Thomaz Pacheco, da OMA, diz que iniciou a ação já em abril, um mês antes das demais galerias a adotarem. Ela resultou na comercialização de 33 obras, mais do que as 26 do seu pico de vendas anterior, na SP-Arte. Além disso, vários desses negócios foram fechados com colecionadores novos.
Pacheco avalia que a quantidade de obras vendidas e a conquista de 20 novos clientes fez valer a pena baixar os preços. Mais importante, porém, foi o fato de que a ação conseguiu beneficiar vários artistas da galeria. "Em tempos adversos como esses, é fundamental a preocupação com quem está construindo com a gente. Porque a galeria ganha com todos os artistas, mas o artista só ganha com o próprio trabalho."
Mesmo mantendo os valores, espaços maiores também relatam ter visto uma procura maior por obras mais acessíveis. Além de funcionarem melhor no ambiente virtual, elas também são mais atrativas para os novos colecionadores.

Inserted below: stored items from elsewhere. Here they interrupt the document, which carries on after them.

PR #4648, opened 2024-11-22
Add orchestration cluster glossary terms

akeller:
## Description

~This is a DRAFT because a crisp definition is not found internally. This PR will need to be nurtured by an @camunda/tech-writers to work with @felix-mueller(?) on a definition.~

We should also mention the 1:many relationship between ~a management cluster~ Web Modeler + Console and an orchestration cluster in SM, but I wasn't sure if we wanted to do that here when the definition should be crisp with a link to more info.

Um cliente novo provavelmente não comprará um trabalho de R$ 200 mil de uma casa que não conhece, exemplifica Alexandre Gabriel, da Fortes, pois isso "exige um nível de envolvimento com a galeria". "Ele vai comprar uma fotografia ou um desenho de um artista conhecido."
"Estamos nos adaptando", diz Thiago Gomide, da Bergamin e Gomide, que conta ter apostado em obras de artistas mais jovens do seu time, como Marcelo Cipis, e estar vendendo trabalhos de R$ 20 mil a R$ 200 mil.
Antes, a faixa girava em torno do R$ 1,5 milhão, e a maioria das vendas era para estrangeiros.
Luisa Strina, a mais poderosa galerista do país, afirma que recentemente voltou ao ritmo normal de vendas.
Segundo ela, sempre há mercado para coisas boas. "O desejo continua, ele não vai embora."
Questionada sobre as suas expectativas para o futuro, ela responde que o cenário é incerto. "Se eu soubesse, te contava. Mas não dá para saber."